• [YOUR ASSIGNMENT]: Determine how many lines of the listing below hold the string "takes", then state that number alone.

• [EXCERPTED DATA]:
__________________________________________________

Issue #1040, opened 2026-08-03
Deeply nested expressions abort the process with a stack overflow at compile time


DRMacIver:
Compiling a deeply nested expression overflows the stack and aborts the process instead of returning a compile error:

```rust
use rune::{Context, Diagnostics, Source, Sources};

fn main() {
    let depth = 100_000;
    let src = format!("pub fn main() {{ {}0{} }}", "-(".repeat(depth), ")".repeat(depth));

    let context = Context::with_default_modules().unwrap();
    let mut sources = Sources::new();
    sources.insert(Source::memory(&src).unwrap()).unwrap();
    let mut diagnostics = Diagnostics::new();
    let _ = rune::prepare(&mut sources)
        .with_context(&context)
        .with_diagnostics(&mut diagnostics)
        .build();
}
```

Output:

```
thread 'main' has overflowed its stack
fatal runtime error: stack overflow, aborting
```

The process is killed with SIGABRT, which a host embedding rune cannot catch, so script or REPL input with enough nesting takes the host process down. I'd expect a recursion-depth/nesting-limit error instead. Parenthesized groups `(((...0...)))` and other nested shapes abort the same way; the depth required depends on the available stack.

Tested on rune 0.14.2 and on current `main`.

This was another bug found with Hegel while preparing the follow-on PR discussed in #1030.

udoprog:
Cheers! This is actually being worked on in the v2 compiler (limiting stack use). I'll be afk until next week, but I'll get back to this!

Issue #1039, opened 2026-08-03
Compiling a `const` with overflowing integer arithmetic panics the compiler


DRMacIver:
Compiling a `const` whose initializer overflows `i64` panics the compiler on a debug build, and accepts the wrapped value on a release build:

```rust
use rune::{Context, Diagnostics, Source, Sources};

fn main() {
    let context = Context::with_default_modules().unwrap();
    let mut sources = Sources::new();
    sources
        .insert(Source::memory("pub const VALUE = 9223372036854775807 + 1;").unwrap())
        .unwrap();
    let mut diagnostics = Diagnostics::new();
    let _ = rune::prepare(&mut sources)
        .with_context(&context)
        .with_diagnostics(&mut diagnostics)
        .build();
}
```

On a debug build this panics:

```
thread 'main' panicked at src/compile/ir/eval.rs:84:57:
attempt to add with overflow
```

On a release build `build()` returns `Ok` and the constant takes the wrapped value.

The same overflowing arithmetic evaluated at runtime (e.g. `9223372036854775807 + 1` in a function body) returns an error rather than panicking, so I'd expect a `const` initializer to report an error here too instead of panicking (debug) or wrapping (release).

Tested on rune 0.14.2 and on current `main`.

This was another bug found with Hegel while preparing the follow-on PR discussed in #1030.

Issue #1030, opened 2026-07-26
Negating `i64::MIN` in a Rune script panics the host in debug and wraps in release


DRMacIver:
```rust
use rune::{Context, Diagnostics, Source, Sources, Vm};
use rune::termcolor::{ColorChoice, StandardStream};
use std::sync::Arc;

fn main() -> rune::support::Result<()> {
    let context = Context::with_default_modules()?;
    let runtime = Arc::new(context.runtime()?);

    let mut sources = Sources::new();
    sources.insert(Source::memory(
        r#"
        pub fn main() {
            let a = -9223372036854775808;
            -a
        }
        "#,
    )?)?;

    let mut diagnostics = Diagnostics::new();

    let result = rune::prepare(&mut sources)
        .with_context(&context)
        .with_diagnostics(&mut diagnostics)
        .build();

    if !diagnostics.is_empty() {
        let mut writer = StandardStream::stderr(ColorChoice::Always);
        diagnostics.emit(&mut writer, &sources)?;
    }

    let unit = result?;
    let unit = Arc::new(unit);
    let mut vm = Vm::new(runtime, unit);

    let output = vm.call(["main"], ())?;
    println!("{:?}", output);
    Ok(())
}
```

On a debug build this panics:

```
thread 'main' panicked at core/src/ops/arith.rs:729:1:
attempt to negate with overflow
```

On a release build it prints the unchanged value instead:

```
-9223372036854775808
```

For comparison, an integer overflow through `+` on the same VM (e.g. `9223372036854775807 + 1`) does not panic in either profile; `vm.call` returns `Err(VmError { ... kind: Overflow ... })`. Unary negation of `i64::MIN` is the odd one out: it panics the embedding host application in debug and produces a wrong value in release.

Tested on `rune` 0.14.2.

BTW, this bug was found using [hegel](https://crates.io/crates/hegeltest). Happy to contribute the tests if you're interested.

udoprog:
> Happy to contribute the tests if you're interested.

Sounds interesting. Are there any downsides to incorporating hegel into our testing strategy?

DRMacIver:
> Are there any downsides to incorporating hegel into our testing strategy?

I'm obviously biased, but personally I don't think there are any major ones!

The main things:

1. Hegel tests are a bit slower than other tests because they run (by default) 100 test cases (and have a bit of overhead for test case generation). Still well under a second for the tests I've added here.
2. It adds another testing dependency
[...]

PR #1041, opened 2026-08-03
Add hegel property tests as a soft CI dependency

DRMacIver:
Follow up to #1030 which adds the Hegel tests that found that bug.

This includes a bunch of tests that I think are good tests but do not currently seem to find bugs in rune. Totally happy to ditch those if you prefer.

I've added this as a separate non-blocking job in CI, via a separate hegel_tests crate. I'm not particularly attached to this approach (it was Claude's suggestion for your requirements) so let me know if you want me to back some or all of the CI integration out.

NB this currently has workarounds to avoid hitting #1039 and #1040


udoprog:
All right, cheers!

PR #32255, opened 2024-10-31
fix(gomod): GOPROXY with slash doesnt work

PhilipAbed:
## Changes

trimm slash while parsing GOPROXY

## Context

some customer run failed with this error
`DEBUG: Goproxy error: trying next URL provided with GOPROXY`

the URL in the error had 2 slashes // after go.
`"url": "https://{XYZ.ARTIFACTORY}/go//x/y/z/v3/@v/list",`

when i checked code for this i found the slash is hardcoded into this

https://github.com/renovatebot/renovate/blob/4bea95b2d005b2d661405a3e4f3bca7861266fc5/lib/modules/datasource/go/releases-goproxy.ts#L132

the simple solution is to trim the slash from GOPROXY in the parser before it, as it is not necessary.

let me know if you think otherwise.

### DIFF
--- a/lib/modules/datasource/go/goproxy-parser.spec.ts
+++ b/lib/modules/datasource/go/goproxy-parser.spec.ts
@@ -12,8 +12,23 @@ describe('modules/datasource/go/goproxy-parser', () => {
       expect(result).toMatchObject([{ url: 'foo' }]);
     });
 
+    it('parses url with trailing slash', () => {
+      const result = parseGoproxy('foo/');
+      expect(result).toMatchObject([{ url: 'foo' }]);
+    });
+
     it('parses multiple urls', () => {
       const result = parseGoproxy('foo,bar|baz,qux');
+      expect(result).toMatchObject([
+        { url: 'foo', fallback: ',' },
+        { url: 'bar', fallback: '|' },
+        { url: 'baz', fallback: ',' },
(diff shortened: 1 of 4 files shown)


rarkins (commented):
Why is a trailing slash a problem if parsed with it? It's valid in URLs obviously

rarkins (changes requested):
I think that this approach to fixing it is not robust. It's done in a separate _file_ to where the problem occurs. We should either use a better way of joining URLs, or do the trailing slash trimming at the point of static joining

PhilipAbed:
so you are saying the issue is with 
 const url = `${baseUrl}/${this.encodeCase(packageName)}/@v/list`; 
 its kind of hardcoded, we should use some URL joiner here

viceice:
> so you are saying the issue is with 
>  const url = `${baseUrl}/${this.encodeCase(packageName)}/@v/list`; 
>  its kind of hardcoded, we should use some URL joiner here

yes, that's better

PhilipAbed:
im afraid to use url joiner since the url.parser and joiner are broken for protocols
https://github.com/renovatebot/renovate/pull/31008/files
https://github.com/renovatebot/renovate/discussions/30295

rarkins (approved):

viceice (approved):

__________________________________________________

• [ANSWER FOR THIS EXERCISE]: 2